George Weah Jr.

Personal information
- Date of birth: August 27, 1987 (age 38)
- Place of birth: Monrovia, Liberia
- Height: 5 ft 10 in (1.78 m)
- Position: Midfielder

Youth career
- 2003–2007: AC Milan

Senior career*
- Years: Team / Apps / (Gls)
- 2010: Wohlen / 10 / (0)
- 2010: FC Meisterschwanden / 8 / (2)
- 2010–2011: Baden / 11 / (3)
- 2011–2012: Wangen bei Olten / 8 / (0)
- 2012: Kaliakra Kavarna / 12 / (0)
- 2013: Lausanne-Sport II / 3 / (1)
- 2015: Paris Saint-Germain B / 2 / (0)
- 2016: Tours II / 4 / (0)
- 2018: La Chaux-de-Fonds / 10 / (1)
- Total:  / 68 / (7)

International career
- 2004: United States U20 / 2 / (2)

= George Weah Jr. =

American soccer player (born 1987)

George Weah Jr. (born August 27, 1987) is a former professional soccer player who most recently played as a midfielder for La Chaux-de-Fonds. He is the son of former Ballon d'Or winner and president of Liberia George Weah. Born in Liberia, he represented the United States at youth level.

== Early life ==
Weah is the son of Ballon d'Or winner and former Liberian president George Weah and Jamaican-born wife Clar Weah. He was born in Liberia but raised in the United States. He was one of three Weah children to show an aptitude and interest in soccer at a young age. While his sister Tita chose to return to school studies, both he and his brother Tim pursued professional careers.

== Club career ==
Weah began his career in the youth team of AC Milan at the age of 14 but was released in 2007 after long series of injuries shortly prior to turning 20. In October of that year, he joined Slavia Prague on trial, but he was not offered a contract. Coach Karel Jarolím explained that the team were looking for a "different type of player" than Weah.

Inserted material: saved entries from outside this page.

PR #15787, opened 2022-10-14
feat(client): extended where

millsp:
Integration PR for https://github.com/prisma/prisma-engines/pull/3281

Tests will pass once the engine has been merged


packages/client/src/generation/TSClient/common.ts
```diff
@@ -416,6 +416,16 @@ type _Record<K extends keyof any, T> = {
   [P in K]: T;
 };
 
+// cause typescript not to expand types and preserve names
+type NoExpand<T> = T extends unknown ? T : never;
```
SevInf, line 420: For my own understanding, when `T extends unknown` would not be true?

packages/client/src/generation/TSClient/common.ts
```diff
@@ -416,6 +416,16 @@ type _Record<K extends keyof any, T> = {
...
+
+// this type assumes the passed object is entirely optional
+type AtLeast<O extends object, K extends string> = NoExpand<
```
SevInf, line 423: What would you think about pulling this type into separate file and writing a couple of test for it using `expectTypeOf` ?

packages/client/tests/functional/extended-where/findFirstOrThrow.ts
```diff
@@ -0,0 +1,44 @@
...
+  })
+
+  test('findFirstOrThrow with cursor 1 unique (PK)', async () => {
+    const data = await prisma.post.findFirstOrThrow({
+      cursor: {
+        id: vars.postId2,
+      },
+    })
+
+    expect(data?.id).toBe(vars.postId2)
```
SevInf, line 21:
```suggestion
    expect(data.id).toBe(vars.postId2)
```

`data` is non-nullabale in this case

packages/client/tests/functional/extended-where/findFirstOrThrow.ts
```diff
@@ -0,0 +1,44 @@
...
+
+  test('findFirstOrThrow with cursor 2 uniques (PK & non-PK)', async () => {
+    const data = await prisma.post.findFirstOrThrow({
+      cursor: {
+        id: vars.postId2,
+        title: 'Hello World 2',
+      },
+    })
+
+    expect(data?.id).toBe(vars.postId2)
```
SevInf, line 32:
```suggestion
    expect(data.id).toBe(vars.postId2)
```

packages/client/tests/functional/extended-where/findFirstOrThrow.ts
```diff
@@ -0,0 +1,44 @@
...
+  })
+
+  test('findFirstOrThrow with cursor 1 unique (non-PK)', async () => {
+    const data = await prisma.post.findFirstOrThrow({
+      cursor: {
+        title: 'Hello World 2',
+      },
+    })
+
+    expect(data?.id).toBe(vars.postId2)
```
SevInf, line 42:
```suggestion
    expect(data.id).toBe(vars.postId2)
```

packages/client/tests/functional/extended-where/findUnique.ts
```diff
@@ -0,0 +1,38 @@
...
+declare let prisma: PrismaClient
+
+let vars: Awaited<ReturnType<typeof setup>>
+testMatrix.setupTestSuite(() => {
+  beforeAll(async () => {
+    vars = await setup(prisma)
+  })
+
+  test('findUnique with where 1 unique (PK)', async () => {
+    await prisma.user.findUnique({
```
SevInf, line 15: Shouldn't we assert something here?

SevInf (approved):
Couple of comments/questions, nothing blocking

packages/client/src/generation/TSClient/common.ts
millsp: It's always true

packages/client/tests/functional/extended-where/findUnique.ts
millsp: Yes, I think I should assert the results

packages/client/src/generation/TSClient/common.ts
millsp: It's completely artificial. TypeScript has a way (I cannot recall how they call this) to preserve type names and not expand them when wrapped inside more complex generic types. So here, i am improving DX by utilizing that behavior at our advantage. See with and without:

Without:
Screenshot from 2022-10-17 06-00-57

With:
Screenshot from 2022-10-17 06-00-38

SevInf: Thanks for the explanations!

millsp: Auto completion stays the same within the object.

PR #15797, opened 2022-10-14
[DRAFT] use keep alive in nodeFetch used by DataProxyEngine

mavilein:
It could be that we establish a new TCP connection everytime we make a request to the Data Proxy. This small branch is a quick way to build a package that we can use to validate this.


Jolg42:
Closing this as stale, we can reopen if needed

Weah briefly played for CS Romontois in Switzerland before moving within the country to Wohlen. In 2011, Weah joined Baden. On February 3, 2012, Weah joined Bulgarian club Kaliakra Kavarna on a one-and-a-half-year deal after a successful trial.

On May 17, 2014, Weah made his debut for Paris Saint-Germain's reserve team in the Championnat de France Amateur, coming on as an 87th-minute substitute in 2–0 defeat to Lens II. He went on to play two games in total for the PSG reserve side.

== International career ==
When he was active, Weah was eligible to represent both the United States and Liberia. He played in two friendlies for the United States under-20 side in 2004. More than a decade later, he was called up by the Liberian senior side for a 2017 Africa Cup of Nations qualification match against Togo in June 2015, despite not having played for a club in nearly a year. He was named to the bench as Liberia lost 2–1.